■ TASK ITEM
Pick each line that has "SkyValidationRuleSet" out of the records.
══ SUPPLIED DATA ══
PR #185, opened 2022-04-26
fix(components/flyout): revert breaking change to `SkyFlyoutService` injectors

Blackbaud-SteveBrush:
We have several consumers mocking out `SkyFlyoutService` and receive the following error in their unit tests:
```
SkyFlyoutService: Expected 5 arguments, but got 6.
```

### DIFF
--- a/libs/components/flyout/src/lib/modules/flyout/flyout.service.ts
+++ b/libs/components/flyout/src/lib/modules/flyout/flyout.service.ts
@@ -1,8 +1,10 @@
 import {
+  ApplicationRef,
   ComponentRef,
   Injectable,
   NgZone,
   OnDestroy,
+  Optional,
   Type,
 } from '@angular/core';
 import { NavigationStart, Router } from '@angular/router';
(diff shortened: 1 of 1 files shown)


libs/components/flyout/src/lib/modules/flyout/flyout.service.ts
```diff
@@ -41,8 +43,16 @@ export class SkyFlyoutService implements OnDestroy {
...
-    private readonly _ngZone: NgZone
-  ) {}
+    private readonly _ngZone: NgZone,
+    // NOTE: This used to be used for an `applicationRef.tick` which has since been removed.
+    // We can not remove this due to it being a breaking change for those manually constructing the service.
+    @Optional() private readonly _applicationRef?: ApplicationRef
+  ) {
+    /*istanbul ignore if*/
+    /*eslint-disable-next-line no-empty*/
+    if (this._applicationRef) {
```
Blackbaud-SteveBrush, line 53: This was needed due to `noUnusedLocals` being set.

Blackbaud-TrevorBurch (approved):

PR #190, opened 2022-04-26
fix(components/a11y): skip link button shows proper localized strings

Blackbaud-SandhyaRajasabeson:
- injects a11y/skip-links at component module level instead of root level
- adds a11y/skip-links to playground


Blackbaud-TrevorBurch (approved):

Blackbaud-TrevorBurch (changes requested):
@Blackbaud-SandhyaRajasabeson can we title this a little closer to what is actually being fixed.  Your current title describes the change but isn't the easiest to understand what is being fixed for the consumer

`fix(components/a11y): skip link buttons show proper localized strings`

Blackbaud-TrevorBurch (approved):

PR #201, opened 2022-04-28
feat(components/validation): create v2 ruleset for URL validation

bradenbiz:


libs/components/validation/package.json
```diff
@@ -21,6 +21,7 @@
     "@angular/forms": "^12.2.16"
   },
   "dependencies": {
-    "tslib": "^2.3.1"
+    "tslib": "^2.3.1",
+    "validator": "^13.7.0"
```
Blackbaud-SteveBrush: Except for `tslib`, all dependencies should be hardened: `"13.7.0"`.

libs/components/validation/src/lib/modules/validation/validation.ts
```diff
@@ -8,8 +12,39 @@ export abstract class SkyValidation {
...
+        allow_underscores: false,
+        host_whitelist: false,
+        host_blacklist: false,
+        allow_trailing_dot: false,
+        allow_protocol_relative_urls: false,
+        allow_fragments: true,
+        allow_query_components: true,
+        disallow_auth: false,
+        validate_length: true,
+      };
```
Blackbaud-SteveBrush: If these are the defaults, we can just leave them out of our implementation (and overwrite them as needed, in the future).

libs/components/validation/src/lib/modules/url-validation/models/url-validation-options.ts
```diff
@@ -0,0 +1,9 @@
+/**
+ * Specifies options for the URL validator component.
+ */
+export interface SkyURLValidationOptions {
```
Blackbaud-SteveBrush: I'd follow strict pascal casing for the name: `SkyUrlValidationOptions`.

libs/components/validation/src/lib/modules/url-validation/models/url-validation-options.ts
```diff
@@ -0,0 +1,9 @@
...
+  /**
+   * Indicates which ruleset version of URL validation to use.
+   */
+  rulesetVersion: 1 | 2;
```
Blackbaud-SteveBrush: I like the name "ruleset". 👍 

What if we made the ruleset a string union to make it more human-readable/self-explanatory to the consumer:
```
export type SkyValidationRuleSet = 'legacy' | 'common';
```
```
export interface SkyUrlValidationOptions {
  ruleset: SkyValidationRuleSet;
}
```

libs/components/validation/src/lib/modules/url-validation/url-validation.directive.ts
```diff
@@ -21,6 +23,16 @@ const SKY_URL_VALIDATION_VALIDATOR = {
   providers: [SKY_URL_VALIDATION_VALIDATOR],
 })
 export class SkyUrlValidationDirective implements Validator {
+  /**
+   * Specifies configuration options for the URL validation component.
+   */
+  @Input()
+  public set skyUrlValidation(value: SkyURLValidationOptions) {
```
Blackbaud-SteveBrush: I believe for strict mode this input needs to also have an `undefined` value. Try enabling strict mode (in the code-examples SPA) with the following setups to see what happens (they should all  result in a successful build).
```
<input type="text" formControlName="myControl" skyUrlValidation />
<input type="text" formControlName="myControl" [skyUrlValidation] />
<input type="text" formControlName="myControl" [skyUrlValidation]="" />
<input type="text" formControlName="myControl" [skyUrlValidation]="{}" />
<input type="text" formControlName="myControl" [skyUrlValidation]="{ ruleset: 'common' }" />
```

libs/components/validation/src/lib/modules/url-validation/url-validation.directive.ts
```diff
@@ -21,6 +23,16 @@ const SKY_URL_VALIDATION_VALIDATOR = {
...
+    this.skyUrlValidationOptions = value;
+  }
+
+  private skyUrlValidationOptions: SkyURLValidationOptions;
```
Blackbaud-SteveBrush: Properties that are handled by getters/setters should be prefixed with `_`. This is more or less a reminder to maintainers that the property should only be set by the setter, and gotten by the getter.

libs/components/validation/src/lib/modules/url-validation/url-validation.directive.ts
```diff
@@ -38,6 +50,10 @@ export class SkyUrlValidationDirective implements Validator {
   }
 
   public urlIsValid(url: string): boolean {
-    return SkyValidation.isUrl(url);
+    if (this.skyUrlValidationOptions) {
+      return SkyValidation.isUrl(url, this.skyUrlValidationOptions);
+    } else {
+      return SkyValidation.isUrl(url);
```
Blackbaud-SteveBrush: Since the second parameter is optional, can we remove the `if` blocks and just do the following?
```
return SkyValidation.isUrl(url, this.skyUrlValidationOptions);
```

libs/components/validation/src/lib/modules/url-validation/url-validation.directive.ts
Blackbaud-SteveBrush: This input can be undefined, so we should assign its type to: `SkyUrlValidationOptions | undefined`.

libs/components/validation/src/lib/modules/validation/validation.ts
```diff
@@ -8,8 +12,39 @@ export abstract class SkyValidation {
     return regex.test(emailAddress);
   }
 
-  public static isUrl(url: string): boolean {
-    const regex = /^((http|https):\/\/)?([\w-]+\.)+[\w-]+/i;
-    return regex.test(url);
+  public static isUrl(
+    url: string,
+    urlValidationOptions?: SkyURLValidationOptions
```
Blackbaud-SteveBrush: Parameter name can be simplified to `options`.

libs/components/validation/src/lib/modules/validation/validation.ts
```diff
@@ -8,8 +12,39 @@ export abstract class SkyValidation {
...
+  ): boolean {
+    console.log(
+      'skyUrlValidationOptions in Validation.ts function',
```
Blackbaud-SteveBrush: Accidentally left the `console.log` in here?

libs/components/validation/src/lib/modules/validation/validation.ts
```diff
@@ -8,8 +12,39 @@ export abstract class SkyValidation {
     return regex.test(emailAddress);
   }
 
-  public static isUrl(url: string): boolean {
-    const regex = /^((http|https):\/\/)?([\w-]+\.)+[\w-]+/i;
-    return regex.test(url);
+  public static isUrl(
```
Blackbaud-SteveBrush, line 15: Since the core validation logic happens in the `SkyValidation` utility, I would put a few unit tests in the `validation.spec.ts` file to confirm it works in isolation (maybe some of the strings you were given in the ADO story?).

libs/components/validation/src/lib/modules/validation/validation.ts
```diff
@@ -8,8 +12,39 @@ export abstract class SkyValidation {
...
+        host_whitelist: false,
+        host_blacklist: false,
+        allow_trailing_dot: false,
+        allow_protocol_relative_urls: false,
+        allow_fragments: true,
+        allow_query_components: true,
+        disallow_auth: false,
+        validate_length: true,
+      };
+      return isURL(url, ourOptions);
```
Blackbaud-SteveBrush: I got a TypeScript error here after I installed the typings for `validator` (which we should probably do):
```
npm i -ED @types/validator
```

package.json
```diff
@@ -62,6 +62,7 @@
     "normalize-scss": "7.0.1",
     "rxjs": "6.6.7",
     "tslib": "2.3.1",
+    "validator": "13.7.0",
     "zone.js": "0.11.4"
   },
   "devDependencies": {
```
Blackbaud-SteveBrush, line 68: I would install the types for `validator`, `npm i -ED @types/validator`.

libs/components/validation/src/lib/modules/validation/validation.ts
Blackbaud-SteveBrush, line 15: There's also a `url` method on the `SkyValidators` class we should allow options for:
https://github.com/blackbaud/skyux/blob/5.x.x/libs/components/validation/src/lib/modules/validators/validators.ts#L35. 

I'm unsure how you'd add arguments to a custom `FormControl` validator, but I'm sure there's a tutorial out there for it. 😎

libs/components/validation/src/lib/modules/url-validation/models/url-validation-options.ts
Blackbaud-SteveBrush: Also, I noticed you put this in a "models" directory. I'm not sure an options interface would be classified as a model since it doesn't represent a system, such as the shape of an API's response, or the representation of a template's view. We've used a "types" folder historically, but even that isn't perfect since everything in TypeScript is a "type". You're probably safe to just include this file next to the other ones in `/url-validation`.

libs/components/validation/src/lib/modules/validation/validation.ts
```diff
@@ -8,8 +12,39 @@ export abstract class SkyValidation {
...
-    return regex.test(url);
+  public static isUrl(
+    url: string,
+    urlValidationOptions?: SkyURLValidationOptions
+  ): boolean {
+    console.log(
+      'skyUrlValidationOptions in Validation.ts function',
+      urlValidationOptions
+    );
+    if (urlValidationOptions && urlValidationOptions.rulesetVersion === 2) {
```
Blackbaud-SteveBrush: I know we only have two rulesets, but a switch statement would make it easy to add new options in the future.

libs/components/validation/src/lib/modules/url-validation/url-validation.directive.ts
Blackbaud-SteveBrush: Also, come to think of it, does this `Input` need to be a getter/setter? If it does, we should also create a getter.

Blackbaud-SteveBrush (commented):
- The PR title uses `fix`, but I would consider this a `feat`.
- It would be nice if this PR included routes to the code examples so they could be easily interacted with for the review.

libs/components/validation/package.json
bradenbiz: I thought dependencies should be hardened only in the root `package.json`?

libs/components/validation/src/lib/modules/url-validation/models/url-validation-options.ts
bradenbiz: fixed in commit: [be3d5d9](https://github.com/blackbaud/skyux/pull/201/commits/be3d5d99f24810abd668e0b63bfb90a30332c01d)

bradenbiz: fixed in commit: [1f1b312](https://github.com/blackbaud/skyux/pull/201/commits/1f1b312163e69c8899c4a8899529167b22a85a51)

bradenbiz:
> * It would be nice if this PR included routes to the code examples so they could be easily interacted with for the review.

From the docs? Not sure what you mean by this.

libs/components/validation/src/lib/modules/url-validation/models/url-validation-options.ts
bradenbiz: I talked with @Blackbaud-PaulCrowder about this.

He brought up a good point that as we refine this more and more, there is a potentially unlimited set of future rulesets, which lends itself better to versioning than naming. Ie. `export type SkyValidationRuleSet = 'legacy' | 'common' | 'strict' | 'stricter' | 'even-stricter'`

bradenbiz: And thanks, "ruleset" was Paul's idea. 😄

libs/components/validation/package.json
Blackbaud-SteveBrush: Nope, `dependencies` are always hardened (except for Angular's `tslib`). Peer dependencies have ranges, however.

Blackbaud-SteveBrush:
It'd be nice if I could run `nx serve code-examples` and manually interact with the validation code examples.

libs/components/validation/src/lib/modules/url-validation/url-validation.directive.ts
bradenbiz: On making this change and testing it out, there aren't any strict mode errors with the input, but there are a few unrelated to it. Do those need to be fixed in this PR?

libs/components/validation/src/lib/modules/validation/validation.ts
bradenbiz: fixed in commit: [ac166e3](https://github.com/blackbaud/skyux/pull/201/commits/ac166e3bf088260a6d436796ee5e6719e96b63a5)

libs/components/validation/src/lib/modules/url-validation/url-validation.directive.ts
bradenbiz: regardless, fixed the input type in commit: [f437c4f](https://github.com/blackbaud/skyux/pull/201/commits/f437c4f2f03552a0aadd2c2d3dcf5a09e4981aea)

libs/components/validation/package.json
bradenbiz: fixed in commit: [fdb1fcd](https://github.com/blackbaud/skyux/pull/201/commits/fdb1fcdee69d2b7e43f6939a6b0d2da8d7db5f13)

libs/components/validation/src/lib/modules/url-validation/url-validation.directive.ts
bradenbiz: Good call, it does not need a getter & setter. I'll remove it.

bradenbiz: fixed in commit: [0d6947d](https://github.com/blackbaud/skyux/pull/201/commits/0d6947d42e61b53d56d09a70ceb5019924a3cfc2)

libs/components/validation/src/lib/modules/url-validation/url-validation.directive.ts
bradenbiz: Good call. I made it even shorter by removing the helper function completely and just doing that inline. Fixed in commit: [3d3ec05](https://github.com/blackbaud/skyux/pull/201/commits/3d3ec05fb4ed4b2e11730655947aac9e0e4c926b)

libs/components/validation/src/lib/modules/url-validation/url-validation.directive.ts
bradenbiz: fixed in commit: [0d6947d](https://github.com/blackbaud/skyux/pull/201/commits/0d6947d42e61b53d56d09a70ceb5019924a3cfc2)

libs/components/validation/src/lib/modules/validation/validation.ts
bradenbiz: fixed in commit: [remove console.log](https://github.com/blackbaud/skyux/pull/201/commits/0e2d671b33715959842d0b569fe34661dce30042)

libs/components/validation/src/lib/modules/validation/validation.ts
bradenbiz: fixed in commit: [a54e032 - simply parameter name](https://github.com/blackbaud/skyux/pull/201/commits/a54e032ec6b15616ce3ad0adc6a71000f0cdfe52)

libs/components/validation/src/lib/modules/validation/validation.ts
bradenbiz: Due to changes I've made elsewhere (see [remove redundant default options](https://github.com/blackbaud/skyux/pull/201/commits/ac166e3bf088260a6d436796ee5e6719e96b63a5)), I believe this TypeScript issue is fixed. Can you confirm?

package.json
bradenbiz: fixed in commit: [add validator types](https://github.com/blackbaud/skyux/pull/201/commits/c84c9450d0de3c0b85863151a909aba2e6ddd538)

bradenbiz:
> It'd be nice if I could run `nx serve code-examples` and manually interact with the validation code examples.

I did not add any new code-examples for this change. Shall I do so?

libs/components/validation/src/lib/modules/validation/validation.ts
bradenbiz: fixed in commit: [use switch statement rather than if. add new tests for 100% code cove…](https://github.com/blackbaud/skyux/pull/201/commits/9298cb3ca626ef78b73e70c79e322fa54abe8d49)

libs/components/validation/src/lib/modules/validation/validation.ts
bradenbiz: completed in commit: [overload url function so parameters are optional](https://github.com/blackbaud/skyux/pull/201/commits/6d3a0dc7af8801aea103cd746a81b9f69f6cb389)

bradenbiz: fixed in commit: [add unit tests for specific string cases](https://github.com/blackbaud/skyux/pull/201/commits/08c13be9952348c8a13ee8b5468059b5c55b4b9f)

libs/components/validation/src/lib/modules/url-validation/url-validation-options.ts
```diff
@@ -0,0 +1,9 @@
+/**
+ * Specifies options for the URL validator component.
+ */
+export interface SkyUrlValidationOptions {
+  /**
+   * Indicates which ruleset version of URL validation to use.
+   */
+  rulesetVersion: 1 | 2;
```
Blackbaud-SteveBrush, line 8: I built these changes and put them in our docs site. Here's the result:

Screen Shot 2022-05-12 at 9 38 07 AM

We talked offline: we're going to add a few sentences to the JSDoc comments describing each ruleset version.

apps/code-examples/src/app/code-examples/validation/url-validation/control-validator/url-validation-demo.component.html
```diff
@@ -24,3 +26,13 @@
     </div>
   </ng-container>
 </form>
+
+<button
```
Blackbaud-SteveBrush: We talked about this offline, but for posterity, we're going to move this toggle to the "playground" SPA and just demonstrate using the version 2 ruleset in the code example.

libs/components/validation/src/lib/modules/validation/validation.ts
```diff
@@ -8,8 +12,19 @@ export abstract class SkyValidation {
     return regex.test(emailAddress);
   }
 
-  public static isUrl(url: string): boolean {
+  public static isUrl(url: string, options?: SkyUrlValidationOptions): boolean {
     const regex = /^((http|https):\/\/)?([\w-]+\.)+[\w-]+/i;
-    return regex.test(url);
+    url = url.toString();
```
Blackbaud-SteveBrush: What's the reasoning behind calling `toString` when the parameter is already of type `string`?

libs/components/validation/src/lib/modules/url-validation/url-validation.directive.spec.ts
```diff
@@ -107,3 +117,257 @@ describe('Url validation', () => {
...
+    const inputEvent = document.createEvent('Event');
+    const params = {
+      bubbles: false,
+      cancelable: false,
+    };
+
+    inputEvent.initEvent('input', params.bubbles, params.cancelable);
+
+    const changeEvent = document.createEvent('Event');
+    changeEvent.initEvent('change', params.bubbles, params.cancelable);
```
Blackbaud-SteveBrush: Anywhere you're triggering custom events, you can use the `SkyAppTestUtility` to fire those events for you:
```
import { SkyAppTestUtility } from '@skyux-sdk/testing';

SkyAppTestUtility.fireDomEvent(inputEl, 'change');
```

https://github.com/blackbaud/skyux/blob/main/libs/sdk/testing/src/lib/test-utility/test-utility.ts#L20

libs/components/validation/src/lib/modules/url-validation/url-validation.directive.ts
```diff
@@ -21,23 +28,33 @@ const SKY_URL_VALIDATION_VALIDATOR = {
...
+    this._skyUrlValidationOptions = value;
+    this._validatorChange();
+  }
+
+  private _skyUrlValidationOptions: SkyUrlValidationOptions | undefined;
+
+  // eslint-disable-next-line @typescript-eslint/no-empty-function
+  private _validatorChange = () => {};
+
+  public validate(control: AbstractControl): ValidationErrors | undefined {
```
Blackbaud-SteveBrush: The `Validator` interface's `validate` method returns `ValidationErrors | null`. Can we do that here, too? This will prepare us appropriately for when we eventually activate "strict" mode.

libs/components/validation/src/lib/modules/validation/validation.spec.ts
```diff
@@ -19,14 +21,83 @@ describe('Validation', () => {
...
+        'sub.domain.ly/here#anchor',
+        'sub.domain#anchor',
+        'sub.domain#anchor?query=here&here=now',
+        "domain.ly?word&amp;$,.%25+'/\\",
+        'sub.domain.ly//',
+      ];
+      strings.forEach((string) => {
+        const isUrlValid = SkyValidation.isUrl(string, optionsRulesetV2);
+        expect(isUrlValid)
+          .withContext('expected "' + string + '" to be valid')
```
Blackbaud-SteveBrush, line 58: Beautiful.

libs/components/validation/src/lib/modules/validators/validators.ts
```diff
@@ -32,15 +33,53 @@ export class SkyValidators {
    * immediately when users enter values.
    * @param control
    */
-  public static url(control: AbstractControl): ValidationErrors | null {
-    const value = control.value;
+  public static url(
+    abstractControl: AbstractControl
+  ): ValidationErrors | undefined;
```
Blackbaud-SteveBrush: Why the switch from `ValidationErrors | null`?

libs/components/validation/src/lib/modules/validation/validation.ts
```diff
@@ -8,8 +12,19 @@ export abstract class SkyValidation {
...
+    if (options) {
+      switch (options.rulesetVersion) {
+        case 1:
+          return regex.test(url);
+        case 2:
+          // we are using Validator's default options
```
Blackbaud-SteveBrush: `Validator` is a type of Angular, maybe say, 
```
we are using the `validator` package's default options
```

libs/components/validation/src/lib/modules/validators/validators.ts
Blackbaud-SteveBrush: Since this is a public method, we'll need to keep the return type the same. If we absolutely need to include `undefined` as a return type, you could do `: ValidationErrors | null | undefined`, but we probably want to keep it as `null` if possible to avoid confusion.

libs/components/validation/src/lib/modules/url-validation/url-validation-options.ts
bradenbiz: resolved in: [describe each ruleset in JSDocs](https://github.com/blackbaud/skyux/pull/201/commits/be5746df7b6dd69968b0109872fae81f6997bdda)

libs/components/validation/src/lib/modules/url-validation/url-validation.directive.spec.ts
bradenbiz: resolved in: [use SkyAppTestUtility to fire custom events](https://github.com/blackbaud/skyux/pull/201/commits/03bc316fdcd54bd8eb5f855b1385384f889ddec8)

libs/components/validation/src/lib/modules/validation/validation.ts
bradenbiz: resolved in: [update language/syntax](https://github.com/blackbaud/skyux/pull/201/commits/08014f8affe8beb1b116dd9ddc7d1c5f13080141)

libs/components/validation/src/lib/modules/validation/validation.ts
bradenbiz: I was getting a compile error in some cases claiming that the `.test(_)` function only accepts `string`s, and adding that line fixed that error for me.

apps/code-examples/src/app/code-examples/validation/url-validation/control-validator/url-validation-demo.component.html
bradenbiz: resolved in: [add URL Validation toggeable example to Playground](https://github.com/blackbaud/skyux/pull/201/commits/c9715fe8700fb2abe1dcbe9dd818bddf91d77125)

bradenbiz: and: [remove toggle from code examples & make them v2.](https://github.com/blackbaud/skyux/pull/201/commits/1f0b02fdc964592d1d03c429f9c5f5cfc1f0659a)

libs/components/validation/src/lib/modules/url-validation/url-validation.directive.ts
bradenbiz: resolved in: [use null instead of undefined.](https://github.com/blackbaud/skyux/pull/201/commits/f89f707df545fe8518df07cadd60b48fe6ac5a90)

libs/components/validation/src/lib/modules/validators/validators.ts
bradenbiz: resolved in: [use null instead of undefined.](https://github.com/blackbaud/skyux/pull/201/commits/f89f707df545fe8518df07cadd60b48fe6ac5a90)

apps/code-examples/src/app/code-examples/validation/url-validation/control-validator/url-validation-demo.component.ts
```diff
@@ -21,6 +21,10 @@ export class UrlValidationDemoComponent implements OnInit {
 
   constructor(private formBuilder: FormBuilder) {}
 
+  public skyUrlValidationOptions: SkyUrlValidationOptions = {
+    rulesetVersion: 2,
+  };
```
Blackbaud-SteveBrush: Is this property being used? I think it's meant to be put in the `FormControl`, below?
```
SkyValidators.url({
  rulesetVersion: 2,
})
```

libs/components/validation/src/lib/modules/url-validation/url-validation-options.ts
```diff
@@ -0,0 +1,13 @@
+/**
+ * Specifies options for the URL validator component.
+ */
+export interface SkyUrlValidationOptions {
+  /**
+   * Indicates which ruleset version of URL validation to use.
+   *
+   * Ruleset v1 (the default) uses a simple, custom regex.
+   *
+   * Ruleset v2 uses the stricter, 3rd party [validator.js library](https://github.com/validatorjs/validator.js/).
```
Blackbaud-SteveBrush: Since this will be added to the docs, I would make it all one paragraph for readability (with a few minor changes):
```
Indicates the ruleset to use for URL validation. Ruleset 1 uses a regular expression and ruleset 2 uses the third-party [validator.js library](https://github.com/validatorjs/validator.js/).
```

libs/components/validation/src/lib/modules/validation/validation.ts
Blackbaud-SteveBrush: I see what's going on. The `SkyUrlValidationDirective` is calling `SkyValidation.isUrl` with the value of its form control. The value of a form control is `any`, so if the consumer sets the value to anything other than a `string`, the `isUrl` check fails (because it's expecting a `string`). 

To make the `isUrl` method more robust (and to better explain the scenario when the `url` value is not a string), I would change the first parameter to a type of `unknown` because it's type really is unknown, coming from a form control.
```
public static isUrl(
  value: unknown,
  options?: SkyUrlValidationOptions
): boolean {
  const regex = /^((http|https):\/\/)?([\w-]+\.)+[\w-]+/i;

  if (typeof value !== 'string') {
    return false;
  }

  const url: string = value;

  if (options) {
...
```

libs/components/validation/src/lib/modules/validators/validators.ts
```diff
@@ -10,37 +11,71 @@ export class SkyValidators {
...
 
-    if (!value) {
-      return undefined;
-    }
+  /**
+   * Validates URLs in reactive forms. Add this validator with ruleset parameters directly to
+   * the form control model in the component class. If users enter values that are not valid
+   * URLs, the validator throws an error. Since this is a sync validator, it returns a set of
+   * validation errors or `null` immediately when users enter values.
+   * @param control
```
Blackbaud-SteveBrush: Ditto, about the `@param`.

libs/components/validation/src/lib/modules/validators/validators.ts
```diff
@@ -10,37 +11,71 @@ export class SkyValidators {
...
       : { skyEmail: { invalid: value } };
   }
 
   /**
    * Validates URLs in reactive forms. Add this validator directly to the form control model in
    * the component class. If users enter values that are not valid URLs, the validator throws an
-   * error. Since this is a sync validator, it returns a set of validation errors or `undefined`
+   * error. Since this is a sync validator, it returns a set of validation errors or `null`
    * immediately when users enter values.
    * @param control
```
Blackbaud-SteveBrush: This `@param` should probably be removed. TypeDoc does a good job of determining the method's parameters when it generates the documentation.

libs/components/validation/src/lib/modules/validation/validation.ts
bradenbiz: resolved in: [make incoming value typed as unknown and then check](https://github.com/blackbaud/skyux/pull/201/commits/b5eac3a25445552abb8040b7e159e84f74067f58)

apps/code-examples/src/app/code-examples/validation/url-validation/control-validator/url-validation-demo.component.ts
bradenbiz: resolved in: [needs to use v2 ACTUALLY in code examples for control validator](https://github.com/blackbaud/skyux/pull/201/commits/94080c1c7d0d594eeb613b7d92272a34a1d5434a)

libs/components/validation/src/lib/modules/url-validation/url-validation-options.ts
bradenbiz: resolved in: [update jsdoc for rulesetVersion](https://github.com/blackbaud/skyux/pull/201/commits/6b6eb2ec5b3c2f5d06dcaa4acc524d9de414abac)

libs/components/validation/src/lib/modules/validators/validators.ts
bradenbiz: resolved in: [remove param from jsdoc comments](https://github.com/blackbaud/skyux/pull/201/commits/445a36e575afc25770140edcc5217ce6a4f36cc6)

libs/components/validation/src/lib/modules/validators/validators.ts
bradenbiz: resolved in: [remove param from jsdoc comments](https://github.com/blackbaud/skyux/pull/201/commits/445a36e575afc25770140edcc5217ce6a4f36cc6)

Blackbaud-SteveBrush (approved):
═══
■ RESPONSE BOX
export type SkyValidationRuleSet = 'legacy' | 'common';
  ruleset: SkyValidationRuleSet;
He brought up a good point that as we refine this more and more, there is a potentially unlimited set of future rulesets, which lends itself better to versioning than naming. Ie. `export type SkyValidationRuleSet = 'legacy' | 'common' | 'strict' | 'stricter' | 'even-stricter'`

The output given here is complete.